Issue #3832, opened 2026-04-28
Mutation handlers return ack envelopes instead of mutated entity — forces refetch round-trips


houko:
## Summary
20+ POST/PUT/PATCH handlers across 9 route files return `{"status":"ok"}` / `{"success":true}` instead of the canonical post-mutation entity. Every dashboard mutation hook then needs a follow-up GET to render new state — defeats invalidation-coloc rule in `dashboard/AGENTS.md`, introduces stale-read windows, prevents optimistic updates.

## Evidence (sampling)
- `crates/librefang-api/src/routes/budget.rs:571, 1064` — `{"status":"ok","message":"..."}`
- `crates/librefang-api/src/routes/agents.rs:3382, 3604, 3802, 3932, 4258, 4392`
- `crates/librefang-api/src/routes/prompts.rs:117, 138, 213, 228, 243` — `{"success":true}` only
- `crates/librefang-api/src/routes/goals.rs:352` — `{"status":"updated","goal_id":id}` — no goal body

The pattern is the convention, not a one-off.

## Why it's a bug
Beyond ergonomics: makes the kernel↔config_ref RwLock dance more racy (reader sees post-mutation state via a separate query window) and prevents `useMutation.onSuccess` from `setQueryData` instead of invalidate+refetch.

## Proposed fix
Establish a project rule: mutation handlers return the canonical entity (or `204 No Content` for delete). Land as one tracking issue with a per-domain checklist (budget → agents → prompts → goals → workflows). Adjacent to but orthogonal from #3302 (discriminator shapes).

houko:
Closing — substantially complete.

Cited offenders (`budget.rs:571,1064`, `agents.rs:3382/3604/3802/3932/4258/4392`, `prompts.rs:117/138/213/228/243`, `goals.rs:352`) all return canonical post-mutation entities now, with explicit `// Issue #3832: return the mutated entity` markers in the code (e.g. `goals.rs`).

Landed via #4365 (prompts/activate-version), #4373 (workflows/update), #4378 (agents/tools), #4380 (hands/install), #4561 (budget + prompts/goals envelope cleanup), and several more across the series.

[...]

PR #7870, opened 2026-08-24
feat(api): expose session-scoped recall on the memory config endpoint

### LINKED ISSUE #7605: `librefang message` cannot target a session (all callers share one canonical session) and auto-memory leaks context across sessions

houko:
Closes #7605.

The issue's three asks are all met on `main` already; this PR adds the operator surface the third one shipped without.
Walking them with the evidence, because the issue has been closed-then-reopened once on a heuristic:

1. **CLI session targeting** — `librefang message --session-id`, `crates/librefang-cli/src/cli.rs:407-424` (#7815).
2. **Per-agent `auto_memorize` / `auto_retrieve`, and honouring `capabilities.memory_read` / `memory_write`** — `gated_proactive_memory_for_retrieve` / `gated_proactive_memory_for_memorize`, `crates/librefang-runtime/src/agent_loop/end_turn.rs:514` and `:543`.
   The capability half is the part the maintainer comment on the issue flagged as still missing; it is there now, and a declared-empty list is deliberately distinguished from an absent one so `memory_read = []` means what the operator typing it means.
3. **Session-scoped auto-retrieve** — `session_recall_scope`, `end_turn.rs:567`, with the filter applied on recall at `crates/librefang-memory/src/proactive.rs:2883` and on the dedup candidate set at `:877`.

What was missing is that the third one is configuration nobody could reach.

## The gap

`[proactive_memory] session_scoped_recall` decides whether a memory an agent auto-memorized is recallable from a *different* session.
On the public pre-sales agent in the issue report, that is the switch standing between one website visitor's turn and the next visitor's context.

`grep -c session_scoped_recall crates/librefang-api/src/routes/memory.rs` on `main` returns 0.
The key was reachable only by editing `config.toml` on the daemon host — the one thing an operator driving LibreFang through its HTTP API cannot do, and exactly the operator in the issue, who reaches the daemon over `127.0.0.1:4545`.
It was already in `redacted_config_json` (`crates/librefang-api/src/routes/config/manage.rs:274`), so the read-only whole-config dump showed it while the endpoint that owns memory configuration did not.

## Changes

- `GET /api/memory/config` reports `proactive_memory.session_scoped_recall` from the live kernel config, beside `auto_memorize` / `auto_retrieve`.
- `PATCH /api/memory/config` accepts it, writes it into the `[proactive_memory]` table of `config.toml`, hot-reloads on the same path as the other keys, and echoes the persisted value back in the response body (the `setQueryData` contract from #3832).
- Dashboard: a switch in the memory settings drawer beside Auto Memorize and Auto Retrieve; `MemoryConfigResponse` and the `updateMemoryConfig` payload carry the field; the label is in all five locales.
- `docs/architecture/proactive-memory-scoping.md` gains a short section naming the operator surfaces and restating that the per-agent override stays in `agent.toml` — `KernelConfig` has no `agents` table, so an `[agents.<name>]` block in `config.toml` parses and then reaches nothing (#5476).

No new `KernelConfig` field, so no schema golden regeneration; no new route, so no route-audit or OpenAPI-coverage change.

## Verification

- `crates/librefang-api/tests/memory_routes_integration.rs::patch_memory_config_round_trips_session_scoped_recall` — GET reports the `true` default, PATCH sets `false`, and the value is asserted three ways: on the PATCH response, in the rewritten `config.toml` on disk, and on the following GET when the hot-reload reported `applied`.
  The disk assertion is the load-bearing one: a handler that returned the right JSON without inserting the key would still lose the operator's change at the next boot.
- `get_memory_config_returns_documented_shape` now lists the key, so removing it from the handler fails the suite.
- `src/pages/Memory/index.test.tsx::sends the session-scoped recall toggle through useUpdateMemoryConfig` — the toggle seeds from the response, flips, and reaches the PATCH payload.
- `cargo test -p librefang-api --test memory_routes_integration` — 24 passed.
- `cargo clippy -p librefang-api --lib --tests -- -D warnings` — clean.
- `pnpm run typecheck`, `pnpm run build`, `pnpm exec vitest run src/pages/Memory` — all pass.

## Deferred

Nothing from this change.

Separately noted, not touched: `pnpm run test:i18n-parity` already fails on `main` at `68939115f` with eight *extra* keys in `pl.json` and `uk.json` (`*_count_few` / `*_count_many` plural categories English does not have).
No workflow runs that script, so it is not gating; it is a parity-script question rather than a memory one, so it does not belong in this PR.

## Why this is not one PR with the #7721 canvas work

Different issue, different subsystem, different reviewers (`area/memory` versus `area/skills`), and no shared code between the two diffs.


houko:
Note on the force-push: a prose-rewrap commit (`0f8d7c884`, "docs: unwrap hard-wrapped comments to one sentence per line") landed on this branch from an automation while I was amending the commit message.
It was right — three of my new comment blocks were hard-wrapped, which the repo's one-sentence-per-line rule forbids — so its content is preserved byte-for-byte and now sits folded into the single commit.
`git diff origin/fix/7605-memory-config-session-scoped-recall` against the pre-force-push tip was empty before I pushed.
Folding rather than keeping it was to avoid carrying a commit whose author identity resolves to Claude/Anthropic, which the repo's own commit-msg hook rejects.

───

Copy only the entries from the first line to the line with "## Why it's a bug", each exactly as it appears.

§ Response
Issue #3832, opened 2026-04-28
Mutation handlers return ack envelopes instead of mutated entity — forces refetch round-trips


houko:
## Summary
20+ POST/PUT/PATCH handlers across 9 route files return `{"status":"ok"}` / `{"success":true}` instead of the canonical post-mutation entity. Every dashboard mutation hook then needs a follow-up GET to render new state — defeats invalidation-coloc rule in `dashboard/AGENTS.md`, introduces stale-read windows, prevents optimistic updates.

## Evidence (sampling)
- `crates/librefang-api/src/routes/budget.rs:571, 1064` — `{"status":"ok","message":"..."}`
- `crates/librefang-api/src/routes/agents.rs:3382, 3604, 3802, 3932, 4258, 4392`
- `crates/librefang-api/src/routes/prompts.rs:117, 138, 213, 228, 243` — `{"success":true}` only
- `crates/librefang-api/src/routes/goals.rs:352` — `{"status":"updated","goal_id":id}` — no goal body

The pattern is the convention, not a one-off.

## Why it's a bug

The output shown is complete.